Heck, apparently even here young earth creationists need protection from people talking about how evolution works.

For future reference you can feel free to make jokes about Canadians, Austrians, Germans, Central Canadians, Soldiers, Lawyers and any other group I belong to without worrying about offending me.  If I cannot laugh at myself perhaps it is me who has the problem.

That said their are bounds of good taste.  I don't think making jokes about say Germans and the Holocaust directly could be at all funny, but your joke didn't go anywhere near the boundary of good taste from my perspective.


----------



## Miskatonic (Aug 12, 2015)

TheCatholicCrow said:


> I would say it was a culturally insensitive joke. I could even see an argument be made that it was ignorant. But _racist_? As long as you honestly phrased it as innocently as you say, that seems like massive leap to conclusions and a very strong accusation. I guess some internet users are hypersensitive to the topic.
> 
> Sorry to hear about your account suspension. Is your entire account suspended or just your ability to post on forums? I've only ever played LOL so I can't speak for how WOW would work in this circumstance but my guess is that (with a little luck and a lot of groveling) you can challenge this with the administrators.

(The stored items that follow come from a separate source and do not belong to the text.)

Issue #2088, opened 2019-11-01
Use consistent language for Row/Records/Objects


nathanielc:
Currently the concept of a object (a value with a set of key value pairs) has several names:

* row - the name used because it represents a single row of a Flux table
* record - the name used in the literature to discuss a value of this type
* object - comes from javascript and other places

We should consolidate on a single name. My recommendation is to use record. It makes it a different name from the javascript object, which is good since it behaves differently in some ways. It is also a familiar name for an entity within a table as well as a common name when talking about data. 

We need to update the SPEC and code to all use the same name.

nathanielc:
Since creating this issue I have also received feedback that `row` is also confusing as it implies to much similarity with SQL like systems. At this point I am convinced we should use `record` for the name.

sanderson:
We will need to do this in all the user-facing documentation as well.

nathanielc:
https://github.com/influxdata/flux/pull/3111 Does the work to rename the Rust parser and type system code to use Record.

That leaves the Go code, the Flux SPEC and the user-facing docs.

nathanielc:
This PR updates the SPEC https://github.com/influxdata/flux/pull/3112

PR #3111, opened 2020-08-12
refactor: Refactor Row -> Record

ChitlangeSahas:
Fixes part of: #2088


nathanielc:
Also this is only part of the work that needs to be done in https://github.com/influxdata/flux/issues/2088 so we should not close that issue when this PR lands.

Issue #3057, opened 2020-07-30
Add test cases for using tableFind and family inside of a map call.


nathanielc:
I saw a recent use case in the wild where a user was iterating over rows in a table and using table find to perform an aggregate query in a different bucket.

The general form of the query was like this:

```
// Read data about which aggregations to compute
from(bucket: "queue")
    |> range(start: -1h)
    |> filter(...)
    // For each interval produce a row that is the new aggregation result
    |> map(fn: (r) => {
        start = time(v: r._value)
        stop = experimental.addDuration(to: start, d: 1h)
        measurement = r.measurement
        tagX = r.tagX
        agg = from(bucket: "rawdata")
            |> range(start: start, stop: stop)
            |> filter(fn: (r) => r._measurement == measurement and r.tagX == tagX)
            |> // Aggregation function
            |> findRecord(idx:0) // get the aggregation row
        return { r with
            _value: agg._value,
            _time: agg._time,
            _field: "value",
        }
    })
    // Write the table that now contains the updated aggregation results to the aggregation bucket
    |> to(bucket: "aggdata")
```

We should ensure this particular use of tableFind and friends is tested so we do not regress this behavior.

nathanielc:
Notes:

* Ensure that the resource management is the same between the parent execution context and the children execution contexts. I.e. the Allocator etc such that the query as a whole fits in normal constraints for a query

wolffcm:
@nathanielc I'm curious, have you seen a query like this actually work, like with your own eyes?

When I wrote a test case for this there were a couple of issues:
- The `compiler` does not handle pipe arguments correctly, so the call to `findRecord` complains of its required `tables` argument being missing
- The `compiler` produces a `values.Function` that does not implement the `interpreter.Resolver` interface, so when we call `filter` from inside of `map`, I get an error `function is not resolvable`

I've managed to fix both of these on my branch, so I'll open some PRs to fix them.

PR #3113, opened 2020-08-12
refactor(interpreter): relocate resolver code from interpreter to values

wolffcm:
This is a refactor that move the code that implements the `interpreter.Resolver` interface from the Go package `interpreter` to the `values` package.

Relocating this code allowed me to make the `compiler/functionValue` struct also implement the interface. Not relocating the code causes a circular dependency.

This will let use handle queries like this one:
```
csv.from(csv: inData)
  |> range(start: 2020-08-10T00:00:00Z)
  |> filter(fn: (r) => r._measurement == "events" and r._field == "times")
  |> map(fn: (r) => {
    start = time(v: r._value)
    city = r.city
    agg = csv.from(csv: inData)
      |> range(start, stop)
      |> filter(fn: (r) => r._measurement == "city_data" and r._field == "temp" and r.city == city)
      |> mean()
    return {_time: stop, _value: agg._value, _field: "event_temp_mean"}
  })
```
This query would fail because we attempt to resolve the lambda passed to `filter` here:
https://github.com/influxdata/flux/blob/b7d8af7dfbbc59844be41538d2aa0ad0255ca78e/stdlib/universe/filter.go#L67
However, this didn't work because in this example we are evaluating the lambda passed to `map` with the compiler rather than the interpreter, and compiled functions did not implement `Resolver`.  With these changes, the above query can succeed.

This fix is needed to create the test case requested by this issue: #3057


interpreter/interpreter.go
```diff
@@ -892,314 +882,7 @@ func (f function) Scope() values.Scope {
 
 // Resolve rewrites the function resolving any identifiers not listed in the function params.
 func (f function) Resolve() (semantic.Node, error) {
-	n := f.e.Copy()
```
wolffcm, line 895: All of this code has been moved to `values/resolve.go`

values/resolve.go
```diff
@@ -0,0 +1,329 @@
...
+	"github.com/influxdata/flux/internal/errors"
+	"github.com/influxdata/flux/semantic"
+)
+
+// Resolver represents a value that can resolve itself.
+// Resolving is the action of capturing the scope at function declaration and
+// replacing any identifiers with static values from the scope where possible.
+// TODO(nathanielc): Improve implementations of scope to only preserve values
+// in the scope that are referrenced.
+type Resolver interface {
```
wolffcm, line 15: All of the code in this file was moved from `interpreter/interpreter.go` with only minimal changes so that it can compile.

PR #4356, opened 2021-12-15
feat: Compiler supports vectorized functions

### LINKED ISSUE #4185: Update compiler to handle vectorized functions
In issue #4183 a `vectorized` field was added to semantic graph `FunctionExpr` nodes. And in issue #4184 a pass is added to analysis to vectorize simple functions.

In this issue, the work is to enhance the `compiler` package in Go (which evaluates the functions passed to `map` and `filter`) to be able to handle vectorized functions (that is, the `r` argument will have fields that are vector rather than scalar types).

The enhancement can be limited to just those functions that can be produced by #4184, that is, functions of the form:
```
(r) => ({r with a: r.a, b: r.b, ...})
```

The representation I used for input in the proof of concept was an object with array fields:
https://github.com/influxdata/flux/pull/3930/files#diff-ca52e5e5693fff638788b406cc69092210f978d482989588503142cf525b95f4R288
This uses the `ArrayValue` implementation of `values.Value` which is a simple wrapper around Arrow arrays.

Probably we will want to change this representation to be an instance of `Vector` instead of `Array`.

This issue explicitly does *not* depend on #4184, as it should be possible for these two issues to be worked in parallel.

DOD:
- Compiler package is enhanced to execute vectorized functions as described above
- Tests are added that demonstrate this support

scbrickley:
~Closes #4185~

~This patch adds support for vectorized functions to the compiler.~

~It includes the follow changes:~
~- Creates a new value type called `Vector`~
~- Adds vector-related utility functions to the `arrowutil` package~
~- Calls the vectorization pass (see #4184) inside the analyzer after type-substitution has finished~
~- Restricts vectorized functions to include only supported types~
~- Teaches the compiler how to recognize and handle vectorized function expressions~
~- Adds some tests to confirm compiler behavior around vectors.~

~Compatibility with the new vectorized map function (see #4329) should be confirmed before this merges.~

Closed in favor of #4435 & #4427


compiler/compiler.go
```diff
@@ -256,6 +262,8 @@ func substituteTypes(subst map[uint64]semantic.MonoType, inferredType, actualTyp
 			}
 		}
 		return nil
+	case semantic.Vec:
+		return nil
```
wolffcm, line 266: I think this will want to follow a similar example to `semantic.Arr` above.

compiler/compiler.go
```diff
@@ -383,6 +391,12 @@ func apply(sub map[uint64]semantic.MonoType, props []semantic.PropertyType, t se
 			return t
 		}
 		return semantic.NewFunctionType(apply(sub, nil, retn), args)
+	case semantic.Vec:
+		element, err := t.ElemType()
+		if err != nil {
+			return t
+		}
+		return semantic.NewVectorType(apply(sub, nil, element))
```
wolffcm, line 399: I'm a little unclear on what the `props` are in this function. I can see that the `Arr` case propagates them, so maybe `Vec` should too? I'd like to understand what this parameter is for. What it's doing doesn't seem quite right to me.

semantic/graph.go
```diff
@@ -564,6 +565,25 @@ func (e *DictExpression) TypeOf() MonoType {
...
+func (e *VectorExpression) Copy() Node {
+	if e == nil {
+		return e
+	}
+
+	ne := new(VectorExpression)
+	*ne = *e
+	return ne
+}
+
```
wolffcm, line 586: I don't think a vector expression will be needed for this work, even though there will be vector values.

Vectors are unlike arrays in this way. Users can create arrays with Flux syntax like `[1, 2, 3]` (that is an `ArrayExpression`) but users will never create literal vectors. Transformations like `map` will create records with vector fields, but that doesn't require vector expressions, since the fields can just be accesed via member expressions like `r.a` which will be typed as `vector of <sometype>`.

Does that make sense, or am I missing something?

wolffcm: (correspondingly, I don't think a `VectorEvaluator` is needed either, unless I'm missing something)

semantic/monotype.go
```diff
@@ -271,17 +276,39 @@ func getArr(tbl fbTabler) (*fbsemantic.Arr, error) {
...
-	arr, err := getArr(mt.tbl)
-	if err != nil {
-		return MonoType{}, err
+	// XXX: sean (16 Dec 2021) - This err1/err2 business seems sloppy. There's
+	// probably a better way to do this. This is functional for now though.
+	// Will revisit later.
+	arr, err1 := getArr(mt.tbl)
+	vec, err2 := getVec(mt.tbl)
+	if err1 != nil && err2 != nil {
+		return MonoType{}, errors.New(codes.Internal, "MonoType is not an array or a vector")
```
wolffcm, line 295: I am regretting making all of these functions return errors. I think they should just panic, if we try to get the elem type of an int or whatever, that's always an internal error. It would just simplify all this logic so much.

wolffcm (commented):
This is a great start---I would like to make sure we're on the same page as far as vector expressions and evaluators before you go much further.

compiler/compiler.go
```diff
@@ -15,6 +15,12 @@ func Compile(scope Scope, f *semantic.FunctionExpression, in semantic.MonoType)
 		return nil, errors.Newf(codes.Invalid, "function input must be an object @ %v", f.Location())
 	}
 
+	// If the function is vectorizable, `f.Vectorized` will be populated, and
+	// we should use the FunctionExpression it points to instead of `f`
+	if f.Vectorized != nil {
```
jsternberg, line 20: What mechanism will be exposed so the caller knows they're using the vectorized version?

compiler/vectorized_test.go
```diff
@@ -0,0 +1,125 @@
...
+			input: values.NewObjectWithValues(map[string]values.Value{
+				"r": values.NewObjectWithValues(map[string]values.Value{
+					"a": arrowutil.NewVectorFromElements(1.2),
+				}),
+			}),
+			want: values.NewObjectWithValues(map[string]values.Value{
+				"a": arrowutil.NewVectorFromElements(1.2),
+				"b": arrowutil.NewVectorFromElements(1.2),
+			}),
+		},
```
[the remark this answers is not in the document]
jsternberg: This is all correct and the first thing I was looking for on reviewing.

I think the easiest way to do this without creating a full refactor of the compiler is to add retain and release to the vector interface. I think then we do two things:

1. If we store the vector in the scope, we retain it.
2. If we retrieve the vector from the scope, we retain it.
3. When the scope goes out of scope, we iterate through the items at the current level of the scope and release them.
4. When a vector is used by any of the vector operations, it releases the vector.

I _think_ that should cover everything.

internal/arrowutil/vector_values.gen.go
```diff
@@ -0,0 +1,601 @@
...
+	"regexp"
+
+	"github.com/influxdata/flux"
+	"github.com/influxdata/flux/array"
+	"github.com/influxdata/flux/memory"
+	"github.com/influxdata/flux/semantic"
+	"github.com/influxdata/flux/values"
+)
+
+func NewVectorValue(arr array.Interface, typ flux.ColType) values.Vector {
```
jsternberg, line 20: I think this should be in the values package but I'm assuming there's a reason it's not?

internal/arrowutil/vector_values.gen.go
```diff
@@ -0,0 +1,601 @@
...
+
+func NewIntVectorValue(arr *array.Int) values.Vector {
+	return IntVectorValue{
+		arr: arr,
+		typ: semantic.NewVectorType(semantic.BasicInt),
+		et:  semantic.BasicInt,
+	}
+}
+
+func (v IntVectorValue) ElementType() semantic.MonoType { return v.et }
```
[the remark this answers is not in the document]
jsternberg: This seems like one where a pointer receiver would be better.

internal/arrowutil/vector_values.gen.go
```diff
@@ -0,0 +1,601 @@
...
+		panic(fmt.Errorf("unsupported column data type: %s", typ))
+	}
+}
+
+var _ values.Value = IntVectorValue{}
+var _ values.Vector = IntVectorValue{}
+
+type IntVectorValue struct {
+	arr *array.Int
+	typ semantic.MonoType
```
jsternberg, line 132: Are these two attributes needed? It seems you can get `et` from `typ`.

values/vector.go
```diff
@@ -0,0 +1,13 @@
+package values
+
+import (
+	"github.com/influxdata/flux/semantic"
+)
+
+type Vector interface {
+	Value
+	ElementType() semantic.MonoType
+	Get(i int) Value
```
jsternberg, line 10: I think you can just remove most of these attributes outside of `ElementType()`. Instead, this should expose the arrow array. We're not going to use these methods anyway.

jsternberg (changes requested):

values/vector.go
scbrickley: > I think you can just remove most of these attributes outside of `ElementType()`.

Including the `Value` mixin?

jsternberg: The `Value` mixin is needed for the values interface so keep that. But, we should expose the array as much as possible since that's what we'll actually use. Access methods outside of that won't be helpful.

compiler/vectorized_test.go
```diff
@@ -24,50 +40,56 @@ func TestVectorizedFns(t *testing.T) {
...
+		input        map[string]interface{}
+		want         map[string]interface{}
 		skipComp     bool
 	}{
 		{
 			name:         "field access",
 			fn:           `(r) => ({c: r.a, d: r.b})`,
 			vectorizable: true,
+			allocated:    256, // This should be 128 (2 vectorized fields, each containing 1 int64)
+			maxAllocated: 448,
```
wolffcm, line 55: > This should be 128

I don't get what you're saying with this comment.  Can you explain? 

The numbers here are going to be dependent on the internals of Arrow arrays, so I'm not sure we want to get specific about byte counts here.

Can we write meaningful tests if we just:
- Allocate memory for the input
- Store the current number of bytes allocated
- Run the function, and collect the output
- Verify that the new current bytes allocated is what we expect; either the same as before, or possibly more if we have created new fields on the output record. Which one it is will depend on the test case I guess. For the time being, it should always be the same. Once we can handle things like `(r) => (r with a: r.a, b: r.b, ab: r.a + r.b)}` it will be more.

I would really like to be able to capture the reference counts on the arrays themselves.

@jsternberg any thoughts on this?

jsternberg: I think probably just running it and making sure the numbers make sense or just using them as-is is probably good enough. Some of these numbers can get weird because arrow allocates a minimum amount regardless of how big the array is. I forget the minimum though.

wolffcm: That makes sense. In light of this I think this is good as-is. We can always tweak these tests later.

wolffcm (approved):

PR #4357, opened 2021-12-16
refactor: Remove redundant get_err* functions

Marwes:
`ast::check::check` does the same thing but returns an `Error` type instead of a plain `String`


skartikey (approved):
Looks good to me!

PR #4363, opened 2021-12-17
feat: add an internal/debug.opaque function

wolffcm:
This adds a new internal debug function that will let us write more realistic tests:
```
import "array'
import "internal/debug"
tableDataF3 = array.from(rows: [
    {_measurement: "m", _field: "f3", _value: 10.0, _time: 2021-12-16T00:00:00Z},   
  ]) |> group(columns: ["_measurement", "_field"]) |> debug.opaque()

tableDataF4 = array.from(rows: [
    {_measurement: "m", _field: "f4", _value: true, _time: 2021-12-16T00:00:00Z},   
  ]) |> group(columns: ["_measurement", "_field"]) |> debug.opaque()

tableData = union(tables: [tableDataF3, tableDataF4])
```
The columns `_value` having different types in each branch of the union is intentional. Without the call to `opaque`, type analysis will complain about the differing types.


onelson (approved):
I surely can't be the final word here, but LGTM :shipit:

PR #4366, opened 2021-12-18
test: add a table stream test for is_type, to test push downs

wolffcm:
These new tests will be extended to test out pushing down type predicates into the storage tier.

Part of #2159.


skartikey (approved):
Looks good!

I'm well aware of the insensitivity of it, but it was indeed as innocently stated as I put it. I just had to laugh because they categorized it on the page that described the suspension as "Hate Speech (Racial)". 

I know damn well that if the comment had been on a post that was not directly related to a World of Warcraft PR thread it would have been ignored. They didn't want German fans seeing that and freaking out, hence their company image. Which of course is ironic given that the faith all players have in the company had plummeted and they've lost millions of subscribers in recent months because of their broken promises and outright lies.

To illustrate this further. There was a thread with the "N" word in full caps, fully spelled out, that was up longer than the post I made on that particular thread. Moral of the story is that their stormtroopers were watching that one like dogs and somehow completely oblivious to something that was extremely racist and created to be extremely racist and nothing else.

As far as access to the game, basically couldn't play for 24 hours or type on the forums. Complete nonsense. 

This is the first time I've ever had that issue there and I know that I've said more insensitive things in the past. Been posting their for years.


----------



## Miskatonic (Aug 12, 2015)

Svrtnsse said:


> Your joke is basically playing off some really bad stereotypes about German nationals as a people. You're also implying that if Germans get excited about something people should get worried because the Germans might go off trying to conquer the rest of Europe and start exterminating all the jews again.
> 
> EDIT: I work with a fair number of Germans, and most of them probably wouldn't have been too bothered by it - or at least not admitted to being bothered by it. Though if it's something they'd heard a lot, it'd probably be annoying. Kind of like blonde girls and blonde-jokes. /EDIT
> 
> ...



I am quite familiar with WWII history and everything that goes along with it. I'm aware of it being insensitive and stereotyping, but that's kind of the point with what a lot of ethnic/nation jokes do. 

I mean compared to what shows like South Park (A show that won an Emmy for an episode on WOW) or Family Guy portray, my little barb was harmless. 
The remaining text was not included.